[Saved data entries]

PR #3979, opened 2024-06-04
Revamp missing export behaviour

DuncanUszkay1:

Fixes https://github.com/Shopify/function-runner/issues/270

Our current behaviour for a missing import is rather confusing- it defaults to `_start`, and if `_start` isn't present it fails, tries to read the output, and returns a JSON parsing error.

The behaviour proposed here is as follows:
- When the user has passed in the export flag, that's always used over anything else
- When the function has a list of targets which have exports
  - If they have a list of targets and an interactive terminal, show them a prompt to pick one
  - If the terminal isn't interactive, or if there's only one option to select, select the first option
  - When exports are missing, default to `_start`
- When there's no targeting information or flag, use `_start`

I've added log statements to explain to the user why a particular export was selected.

### How to test your changes?

Pending

### Post-release steps

None, as far as I know.

### Measuring impact

### Checklist

### DIFF
--- a/packages/app/src/cli/commands/app/function/run.ts
+++ b/packages/app/src/cli/commands/app/function/run.ts
@@ -4,6 +4,10 @@ import {appFlags} from '../../../flags.js'
 import Command from '@shopify/cli-kit/node/base-command'
 import {globalFlags} from '@shopify/cli-kit/node/cli'
 import {Flags} from '@oclif/core'
+import {renderAutocompletePrompt, isTTY} from '@shopify/cli-kit/node/ui'
+import {outputDebug} from '@shopify/cli-kit/node/output'
+
+const DEFAULT_FUNCTION_EXPORT = '_start'
 
 export default class FunctionRun extends Command {
   static summary = 'Run a function locally for testing.'
@@ -25,7 +29,6 @@ export default class FunctionRun extends Command {
       char: 'e',
       hidden: false,
       description: 'Name of the WebAssembly export to invoke.',
-      default: '_start',
       env: 'SHOPIFY_FLAG_EXPORT',
     }),
     json: Flags.boolean({
@@ -42,10 +45,43 @@ export default class FunctionRun extends Command {
       path: flags.path,
       userProvidedConfigName: flags.config,
       callback: async (_app, ourFunction) => {
+        let functionExport = DEFAULT_FUNCTION_EXPORT
+
+        if (flags.export !== undefined) {
+          outputDebug(`Using export ${flags.export} from the --export flag.`)
+          functionExport = flags.export
+        } else if (
+          ourFunction.configuration.targeting !== undefined &&
+          ourFunction.configuration.targeting.length > 0
+        ) {
+          const targeting = ourFunction.configuration.targeting
+
+          if (targeting.length > 1 && isTTY({})) {
+            const targets = targeting.map((target) => ({
+              label: target.target,
+              value: target.export || DEFAULT_FUNCTION_EXPORT,
+            }))
+
+            functionExport = await renderAutocompletePrompt({
+              message: `Which target would you like to execute?`,
+              choices: targets,
+            })
+          } else {
+            functionExport = targeting?.[0]?.export || DEFAULT_FUNCTION_EXPORT
+            outputDebug(
+              `Using export '${functionExport}'. Use the --export flag or an interactive terminal to select a different export.`,
+            )
+          }
+        } else {
+          outputDebug(
+            `No targeting information found. Using the default export '${functionExport}'. Use the --export flag or an interactive terminal to select a different export.`,
+          )
+        }
+
         await runFunctionRunner(ourFunction, {
           json: flags.json,
           input: flags.input,
-          export: flags.export,
+          export: functionExport,
         })
       },
     })
--- a/packages/cli-kit/src/public/node/ui.tsx
+++ b/packages/cli-kit/src/public/node/ui.tsx
@@ -686,6 +686,15 @@ export const keypress = async (stdin = process.stdin, uiDebugOptions: UIDebugOpt
   })
 }
 
+interface IsTTYOptions {
+  stdin?: NodeJS.ReadStream
+  uiDebugOptions?: UIDebugOptions
+}
+
+export function isTTY({stdin = undefined, uiDebugOptions = defaultUIDebugOptions}: IsTTYOptions) {
+  return Boolean(uiDebugOptions.skipTTYCheck || stdin || terminalSupportsRawMode())
+}
+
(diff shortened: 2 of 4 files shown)


packages/cli-kit/src/public/node/ui.tsx
```diff
@@ -686,14 +686,18 @@ export const keypress = async (stdin = process.stdin, uiDebugOptions: UIDebugOpt
   })
 }
 
+export function isTTY(stdin: NodeJS.ReadStream | undefined = undefined, uiDebugOptions: UIDebugOptions = defaultUIDebugOptions) {
+  return uiDebugOptions.skipTTYCheck || stdin || terminalSupportsRawMode()
+}
+
```
DuncanUszkay1, line 692: Is there an existing utility for this? 

We expect folks to pass input into this method programmatically in regular use, so I don't want the command to crash out if they're not in an interactive terminal.

packages/app/src/cli/commands/app/function/run.ts
```diff
@@ -42,10 +42,43 @@ export default class FunctionRun extends Command {
       path: flags.path,
       userProvidedConfigName: flags.config,
       callback: async (_app, ourFunction) => {
+        let functionExport = '_start'
+
+        if (flags.export !== undefined) {
+          this.log('Using export ${flags.export} from the --export flag.')
```
nickwesselman, line 48: I wonder if these logs should be debug/verbose output, and the Function Runner itself should just report what export it's running.

packages/app/src/cli/commands/app/function/run.ts
```diff
@@ -42,10 +42,43 @@ export default class FunctionRun extends Command {
...
+          functionExport = flags.export
+        } else if (
+          ourFunction.configuration.targeting !== undefined &&
```
nickwesselman, line 51: Is this the indentation that the CLI linting/prettier config suggested?

packages/app/src/cli/commands/app/function/run.ts
```diff
@@ -42,10 +42,43 @@ export default class FunctionRun extends Command {
...
+            let targets = targeting.map((target) => ({
+              label: target.target,
+              value: target.export || '_start',
+            }))
+
+            functionExport = await renderAutocompletePrompt({
+              message: `Which target would you like to execute?`,
+              choices: targets,
+            })
+          } else if (targeting.length === 1) {
```
nickwesselman, line 66: You know here that it's greater than 0 and not greater than 1 so I think `=== 1` is the only possibility for this code branch

packages/app/src/cli/commands/app/function/run.ts
```diff
@@ -42,10 +42,43 @@ export default class FunctionRun extends Command {
...
+            functionExport = targeting[0]?.export || '_start'
```
nickwesselman, line 67: Maybe put `_start` in a const in the module?

packages/app/src/cli/commands/app/function/run.ts
andrewhassan, line 48: We have to use the backticks for this to be a template string.

```suggestion
          this.log(`Using export ${flags.export} from the --export flag.`)
```

andrewhassan: Also I'm not sure what `this.log` is referring to here. Do you mean for this to be a debug log?

packages/app/src/cli/commands/app/function/run.ts
```diff
@@ -42,10 +42,43 @@ export default class FunctionRun extends Command {
...
+        if (flags.export !== undefined) {
+          this.log('Using export ${flags.export} from the --export flag.')
+          functionExport = flags.export
+        } else if (
+          ourFunction.configuration.targeting !== undefined &&
+          ourFunction.configuration.targeting.length > 0
+        ) {
+          const targeting = ourFunction.configuration.targeting
+
+          if (targeting.length > 1 && isTTY()) {
```
andrewhassan, line 56: If there are > 1 targets and this isn't interactive, wouldn't it not fall into the `else if`, which means the export is `_start`. Based on the PR description, I think we want to choose the first export in that case.

packages/cli-kit/src/public/node/ui.tsx
```diff
@@ -686,14 +686,18 @@ export const keypress = async (stdin = process.stdin, uiDebugOptions: UIDebugOpt
   })
 }
 
+export function isTTY(stdin: NodeJS.ReadStream | undefined = undefined, uiDebugOptions: UIDebugOptions = defaultUIDebugOptions) {
+  return uiDebugOptions.skipTTYCheck || stdin || terminalSupportsRawMode()
```
andrewhassan, line 690: We might want to wrap this with a `Boolean` so that we don't accidentally return one of these values.

```suggestion
  return Boolean(uiDebugOptions.skipTTYCheck || stdin || terminalSupportsRawMode())
```

packages/app/src/cli/commands/app/function/run.ts
DuncanUszkay1: Hm, yeah these should all be shifted to debug

packages/app/src/cli/commands/app/function/run.ts
shauns: `:shakes-fist-at-prettier:`

packages/app/src/cli/commands/app/function/run.ts
```diff
@@ -42,10 +44,43 @@ export default class FunctionRun extends Command {
...
+              choices: targets,
+            })
+          } else {
+            functionExport = targeting?.[0]?.export || DEFAULT_FUNCTION_EXPORT
+            debug(
+              `Using export '${functionExport}'. Use the --export flag or an interactive terminal to select a different export.`,
+            )
+          }
+        } else {
+          debug(
```
shauns, line 75: These would normal be `outputDebug` -- they'll work with the normal `--verbose` option then

packages/app/src/cli/commands/app/function/run.ts
```diff
@@ -42,10 +44,43 @@ export default class FunctionRun extends Command {
...
+          debug(`Using export ${flags.export} from the --export flag.`)
+          functionExport = flags.export
+        } else if (
+          ourFunction.configuration.targeting !== undefined &&
+          ourFunction.configuration.targeting.length > 0
+        ) {
+          const targeting = ourFunction.configuration.targeting
+
+          if (targeting.length > 1 && isTTY()) {
+            let targets = targeting.map((target) => ({
```
shauns, line 59: I'm not 100% on where these come from, but if they're not ordered at the source, it might be worth sorting them first.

WHAT YOU WILL DO: Could you transcribe the entries exactly, from the first line through the line containing "- When the function", and give nothing more?

ANSWER TO THIS EXERCISE:
PR #3979, opened 2024-06-04
Revamp missing export behaviour

DuncanUszkay1:

Fixes https://github.com/Shopify/function-runner/issues/270

Our current behaviour for a missing import is rather confusing- it defaults to `_start`, and if `_start` isn't present it fails, tries to read the output, and returns a JSON parsing error.

The behaviour proposed here is as follows:
- When the user has passed in the export flag, that's always used over anything else
- When the function has a list of targets which have exports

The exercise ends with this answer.